For our vision processing this year, we are using a Raspberry PI model 3B, running raspbian.

Getting Started

https://github.com/LN-STEMpunks/WOPR-JR-Vision

All you need is a raspberry pi (any model) with any debian-based OS (and possibly redhat/fedora see install.sh) and then clone the repo:

git clone https://github.com/LN-STEMpunks/WOPR-JR-Vision

Go into that directory:

cd WOPR-JR-Vision

Now, install the needed packages:

./install.sh

You should be ready to go!

For our default config, run:

python src/grip.py --show

We use lab.conf to define specific ranges of colors which represents the tape when lit up.

Then, we filter contours we find using a fitness function (roughly like this), which is the angle at which the contours are on a line plus the ratio between the areas of the contours, plus the difference in area of the contours, plus the distance from the center Y line.

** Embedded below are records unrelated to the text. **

PR #2808, opened 2016-12-05
Make make_secure_channel use google-auth

### LINKED ISSUE #2797: Drop _helpers.make_secure_channel in favor of google.auth.transports.grpc.secure_authorized_channel
Unless there is a compelling reason to keep it @dhermes?

jonparrott:
Resolves #2797

### DIFF
--- a/core/tox.ini
+++ b/core/tox.ini
@@ -4,9 +4,9 @@ envlist =
 
 [testing]
 deps =
+    grpcio
     mock
     pytest
-    grpcio
 covercmd =
     py.test --quiet \
       --cov=google.cloud \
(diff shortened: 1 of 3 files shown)


jonparrott:
@dhermes note that this adds `grpc` as a test dep for core.

core/tox.ini
```diff
@@ -6,6 +6,7 @@ envlist =
 deps =
     mock
     pytest
+    grpcio
```
dhermes: Alphabet?

jonparrott: Fixed.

The two points with the lowest score from this fitness function is assumed to be the contours that make up the gear peg.

This means the ones which minimize the functions are the ones that are:

  • Roughly in a flat line across the picture
  • Closest in area
  • Closest to the middle horizontal line

Then, we take their centers, average them, and predict the spring to be there (it is in the exact middle). From there, we light up some https://github.com/lnstempunks/WOPR-JR-Vision/blob/master/leds/main.ino to show if we are on target.

Through an analogous process, we will find the goal and publish it.